Влияние ивритской и идишской литературы на жизнь Второй алии было чрезвычайно ценным; они накладывали свой отпечаток на читателя, на формирование человеческого типа, и нет лучшего инструмента для обучения нынешних иммигрантов, чем искусство того периода. Поэтому мы время от времени обращаемся к классикам того времени и их произведениям: к Менделе Мойхер-Сфориму, Бердичевскому, Перецу, Бренеру — всем, чье искусство обладало революционной силой в нашей жизни и кто отражал ее проблематику как собственный жизненный опыт.
Обе литературы влияли на то поколение. Конечно, у каждой литературы есть свои особенности, так же как у каждого писателя есть свой индивидуальный образ, но у поколения — общее выражение лица, и есть общий образ периода в целом. Единство наблюдается и на личном уровне, потому что одни и те же писатели творили на двух языках: Мойхер-Сфорим, Шолом-Алейхем, Бердичевский, Бялик и Номберг.

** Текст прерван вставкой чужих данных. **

Issue #3416, opened 2022-10-25
Installation error - build error


XuanQuangPham91:
Hello, 

I have a problem with the installation.

I have downloaded and installed: petsc-3.18.0 and slepc-3.18.0. After that, I download and install libmesh-1.7.1 following instructions in the [link](https://libmesh.github.io/installation.html). I meet the error below while doing the "make" step before the "make install" step.

In file included from /opt/local/lib/petsc-3.18.0/include/petscsys.h:1189,
                 from /opt/local/lib/petsc-3.18.0/include/petscbag.h:5,
                 from /opt/local/lib/petsc-3.18.0/include/petsc.h:5,
                 from ./include/libmesh/petsc_macro.h:66,
                 from src/solvers/petscdmlibmeshimpl.C:20:
src/solvers/petscdmlibmeshimpl.C: In function ‘PetscErrorCode DMSetUp_libMesh(DM)’:
src/solvers/petscdmlibmeshimpl.C:904:120: error: ‘struct _p_PetscObject’ has no member named ‘type’
  904 |     LIBMESH_SETERRQ2(((PetscObject)dm)->comm, PETSC_ERR_ARG_WRONG, "DM of type %s, not of type %s", ((PetscObject)dm)->type, DMLIBMESH);      
|                                                                                                                        ^~~~
/opt/local/lib/petsc-3.18.0/include/petscerror.h:115:127: note: in definition of macro ‘SETERRQ’
  115 |     PetscErrorCode ierr_seterrq_petsc_ = PetscError(comm, __LINE__, PETSC_FUNCTION_NAME, __FILE__, ierr, PETSC_ERROR_INITIAL, __VA_ARGS__); \    
|                                                                                                                               ^~~~~~~~~~~
src/solvers/petscdmlibmeshimpl.C:904:5: note: in expansion of macro ‘LIBMESH_SETERRQ2’
  904 |     LIBMESH_SETERRQ2(((PetscObject)dm)->comm, PETSC_ERR_ARG_WRONG, "DM of type %s, not of type %s", ((PetscObject)dm)->type, DMLIBMESH);
      |     ^~~~~~~~~~~~~~~~
  CXX      src/systems/libmesh_devel_la-diff_context.lo
  CXX      src/systems/libmesh_devel_la-diff_system.lo
make[1]: *** [Makefile:21925: src/solvers/libmesh_devel_la-petscdmlibmeshimpl.lo] Error 1
make[1]: *** Waiting for unfinished jobs....
[...]

PR #3417, opened 2022-10-26
Petsc 3.18 compatibility fixes

roystgnr:
Refs #3416

### DIFF
--- a/src/solvers/petscdmlibmeshimpl.C
+++ b/src/solvers/petscdmlibmeshimpl.C
@@ -342,7 +342,7 @@ static PetscErrorCode  DMCreateFieldDecomposition_libMesh(DM dm, PetscInt * len,
         PetscInt elen, dlen;
         ierr = ISGetLocalSize(emb, &elen); CHKERRQ(ierr);
         ierr = ISGetLocalSize(dis, &dlen); CHKERRQ(ierr);
-        if (elen != dlen) LIBMESH_SETERRQ1(((PetscObject)dm)->comm, PETSC_ERR_PLIB, "Failed to embed subdomain %D", d);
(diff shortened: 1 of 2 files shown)


src/solvers/petscdmlibmeshimpl.C
```diff
@@ -958,7 +958,7 @@ PetscErrorCode  DMCreate_libMesh(DM dm)
 
   PetscFunctionBegin;
   PetscValidHeaderSpecific(dm,DM_CLASSID,1);
-  ierr = PetscNewLog(dm,&dlm);CHKERRQ(ierr);
+  ierr = PetscNew(&dlm);CHKERRQ(ierr);
```
jwpeterson, line 961: No if-defing required here, eh? I guess `PetscNew` should have just been used whenever this was originally written...

jwpeterson (approved):
This looks good to me. I have been wanting to make a PETSc 3.18 build and test it for a while... now that you have already fixed the libmesh compatibility stuff I will try and do that sooner rather than later.

src/solvers/petscdmlibmeshimpl.C
roystgnr: It was written in 2012, and Jed was recommending PetscNewLog to users [as late as 2016](https://scicomp.stackexchange.com/questions/23471/petsc-difference-between-petscnew-and-petscmalloc#comment37122_23471).  I assume they made `PetscNew` do more sophisticated logging without user assistance at some point since, but this code was fine at the time.

roystgnr:
I was hoping to hear from the folks in #3416, but I'll merge now since it works for me.  Hopefully if there are still incompatibilities with other configure options we'll again get pinged as people come across them.

PR #3426, opened 2022-11-03
VTK 9.2 linking fix

roystgnr:
This replaces #3346


jwpeterson (approved):

capitalaslash:
any chance this could be backported to the v1.7.1 branch?

jwpeterson:
> any chance this could be backported to the v1.7.1 branch?

I think it should be possible. It looks like there haven't been any other changes to vtk.m4 so the likelihood of a conflict is small. This would then become a 1.7.2 tag... does that work for you?

capitalaslash:
sure!
I am currently cherry-picking it manually but for deployed applications they require me to use a fixed version.

PR #3432, opened 2022-11-08
Import ray tracing routines

loganharbour:


loganharbour:
@roystgnr everything here is complete and fully tested - this is definitely only a chunk of it, but could be reviewed now.

loganharbour:
I'll also add that I think I have the most of the non-tool changes made, that is the stuff to `Elem` and the derived classes. That was my goal here - get those in first, and then add a few tools.

include/geom/elem.h
```diff
@@ -752,18 +752,27 @@ class Elem : public ReferenceCountedObject<Elem>,
...
   /**
    * \returns the (local) node numbers on the specified edge
    */
   virtual std::vector<unsigned int> nodes_on_edge(const unsigned int /*e*/) const = 0;
 
+  /**
+   * \returns A pointer to the beginning of the array that contains the
+   * (local) node numbers on the edge \p e
+   *
+   * This does not create temproraries, unlike \p nodes_on_edge.
```
roystgnr, line 771: temporaries

include/geom/elem.h
```diff
@@ -745,6 +745,15 @@ class Elem : public ReferenceCountedObject<Elem>,
    */
   virtual std::vector<unsigned int> nodes_on_side(const unsigned int /*s*/) const = 0;
 
+  /**
+   * \returns A pointer to the beginning of the array that contains the
+   * (local) node numbers on the specified side
+   *
+   * This does not create temproraries, unlike \p nodes_on_side.
```
roystgnr, line 757: temporaries

include/geom/elem.h
```diff
@@ -2053,6 +2062,17 @@ class Elem : public ReferenceCountedObject<Elem>,
...
   }
 
+  /**
+   * Helper for overriding nodes_on_side in derived classes.
+  */
+  template <class ElemClass>
+  const unsigned int * _nodes_on_edge_ptr(const unsigned short s) const
+  {
+    static_assert(std::is_base_of<Elem, ElemClass>::value, "Not an Elem");
+    libmesh_assert_less(s, std::extent<decltype(ElemClass::edge_nodes_map)>::value);
```
roystgnr, line 2072: Should we throw in a static assert here to make sure that `std::extent<decltype(ElemClass::edge_nodes_map)>::value` is also consistent with `ElemClass::nodes_per_edge`?   (and similarly in `_nodes_on_side_ptr`)

include/geom/intersection_tools.h
```diff
@@ -69,6 +69,19 @@ WithinSegmentResult within_segment(const Point & s1,
                                    const Point & p,
                                    const Real tol = TOLERANCE);
 
+/**
+ * Checks whether or not the given points are collinear
+ * @param p1 The first point
+ * @param p2 The second point
+ * @param p3 The third point
+ * @param tol The tolerance to use
```
roystgnr, line 79: Here's another one where tol isn't specified as relative or absolute and where we're not worrying about units.

Here it's clearer that performance might be an issue (though I bet with `norm_sq()` you'd be fine) but I'd still prefer a relative tolerance and I'd still insist that we document an absolute tolerance.  I probably sound like an ass about this, but really I should be sounding like an ass and rattling heavy chains: I feel like the Ghost Of Screwed Up Displaced Mesh Problems Past.

src/geom/intersection_tools.C
```diff
@@ -76,6 +78,71 @@ bool collinear(const Point & p1,
...
+  libmesh_assert_less(s, elem.n_sides());
+  libmesh_assert(extrema.is_invalid());
+  libmesh_assert_equal_to(elem.dim(), 3);
+
+  // For higher order than linear without linearization, make sure
+  // that our edges are collinear
+  if (elem.default_order() > 1 && !linearize)
+    for (const auto e : elem.edge_index_range())
+    {
+      // we should expect 3 edges for our higher order elems
```
roystgnr, line 97: 3-noded edges

roystgnr: And actually, could you just assert that `n_nodes_on_edge > 3`?  We do hope to support higher-order Lagrange and Rational Bezier-Bernstein one of these days.

roystgnr (changes requested):

include/geom/elem_extrema.h
```diff
@@ -0,0 +1,176 @@
...
+// Foundation, Inc., 59 Temple Place, Suite 330, Boston, MA  02111-1307  USA
+
+
+
+#ifndef LIBMESH_ELEMEXTREMA_H
+#define LIBMESH_ELEMEXTREMA_H
+
+#include "libmesh/libmesh_common.h"
+
+#if LIBMESH_DIM > 1
```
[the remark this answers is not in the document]
loganharbour: Added 1D support for being at a vertex

src/geom/intersection_tools.C
```diff
@@ -0,0 +1,67 @@
...
+                                   const Real tol)
+{
+  libmesh_assert(!s1.absolute_fuzzy_equals(s2, tol));
+  libmesh_assert_less(std::abs((s1 - s2).norm() - length), tol);
+
+  const auto diff1 = p - s1;
+  const auto diff2 = p - s2;
+  const auto tol_scaled = tol * length;
+
+  if (diff1 * diff2 > tol_scaled)
```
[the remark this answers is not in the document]
loganharbour: Changed to a relative tolerance

include/geom/intersection_tools.h
```diff
@@ -0,0 +1,75 @@
...
+                         NOT_WITHIN = 0,
+                         AT_BEGINNING = 1,
+                         AT_END = 2,
+                         BETWEEN = 3 };
+
+/**
+ * Checks whether or not a point is within a line segment
+ * @param s1 The first point on the segment
+ * @param s2 The second point on the segment
+ * @param length The segment length (for optimization if it's already computed)
```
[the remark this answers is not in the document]
loganharbour: Decided to just get rid of the optimization - if this shows up in profiling for real tracing I'll implement an optimization

include/geom/elem.h
loganharbour: I do like this but unfortunately it won't work because in cases like `Edge`, we don't have an `edge_nodes_map`

loganharbour:
@roystgnr - good to go.

loganharbour:
Re the tolerance stuff: the last few tests run these scaled with element features on the order of [1e-8,1e8]

src/geom/intersection_tools.C
```diff
@@ -150,6 +150,32 @@ bool within_edge(const Elem & elem,
   return false;
 }
 
+unsigned short at_vertex(const Elem & elem,
+                         const Point & p,
+                         const Real tol)
+{
+  for (const auto v : elem.vertex_index_range())
+    if (elem.point(v).relative_fuzzy_equals(p, tol))
```
roystgnr, line 158: This isn't a proper relative tolerance.  Here `relative_fuzzy_equals` will use `p+elem.point(v)` to compare against, which is likely to be way too big in some cases (a tiny element far from the origin) and is going to be effectively *zero* in other cases (a huge element with a vertex at the origin).

I'd normally use `elem.hmax()` as a scale here, but that might be too expensive for you?  If so, it wouldn't be unreasonable to have something like `Elem::cheap_scale()` that returns something like an l1 norm (how do we *not* already have that for `TypeVector`...) of `(elem.point(1)-elem.point(0))`.  Kind of arbitrary for anisotropic meshes but so is the choice of `hmax()` over `hmin()`.

src/geom/intersection_tools.C
```diff
@@ -150,6 +150,32 @@ bool within_edge(const Elem & elem,
...
+                                 const Point & p,
+                                 const unsigned short s,
+                                 const Real tol)
+{
+  libmesh_assert_less(s, elem.n_sides());
+  const unsigned int * side_node_map = elem.nodes_on_side_ptr(s);
+  for (const auto i : make_range(elem.n_vertices_on_side(s)))
+  {
+    const auto v = side_node_map[i];
+    if (elem.point(v).relative_fuzzy_equals(p, tol))
```
roystgnr, line 173: Similar tolerance issue here.

roystgnr (changes requested):

gridley:
This is exciting! We'll be able to add volumetric mesh geometries to OpenMC after this is merged (at the moment only surface mesh geometries are allowed). OpenMC already optionally links to libmesh for volume mesh tallies, but this will make multiphysics coupling substantially more straightforward. :smile:

loganharbour:
Oh hi @gridley. Yeah, this is completely OpenMC driven after some conversations with @pshriwise. I've got another branch pulling over the rest of the routines, just haven't made a PR yet.  On that note - thanks for the reminder to finish this up 😆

Единство всех поколений евреев, связь с зарождающимся национальным бытием и со всеми поколениями диаспоры нашли свое выражение на иврите, в художественной литературе на этом языке, тогда как идиш, напротив, отражал более позитивные аспекты диаспоры. Это не означает, что идишская литература по самой свой природе должна была поддерживать диаспору, ее образ жизни и ценности и что из-за другой лингвистической сути ивритская литература должна была отражать единство поколений и их судьбы, смысл истории. Но верно то, что исторические связи в жизни нации, ее историческая судьба, ее национальная идентичность имели большое значение для бытования иврита и его сохранения во всех поколениях и во всех диаспорах, тогда как стабильная, длительная и устойчивая диаспора представляла собой источник и гарантию возможности существования в будущем языка идиш. Эти факты повлекли за собой разного рода тенденциозные позиции в ивритской и идишской литературах. Народ, «дом Израиля», связь между культурами поколений и оппозиция в отношениях между ними, стабильность или шаткость еврейского бытия — это центральные темы ивритской литературы и тот воздух, которым она дышала. Более того, ивритский писатель обращался внутрь себя, а не вовне, не к иноверцам и не к евреям, жившим вне культуры — отсюда меньше самооправдания, меньше апологетики. В литературе Хаскалы, в общих работах и в социалистической и сионистской литературе на иврите писатель был свободнее по отношению к самому себе, более мужественен, выказывал меньше жалости к жизни евреев и иудаизму. Идишский писатель выражал более мягкое, более сострадательное отношение к жизни; отсюда и его желание поучать и утешать, скрывать, оправдывать и защищать.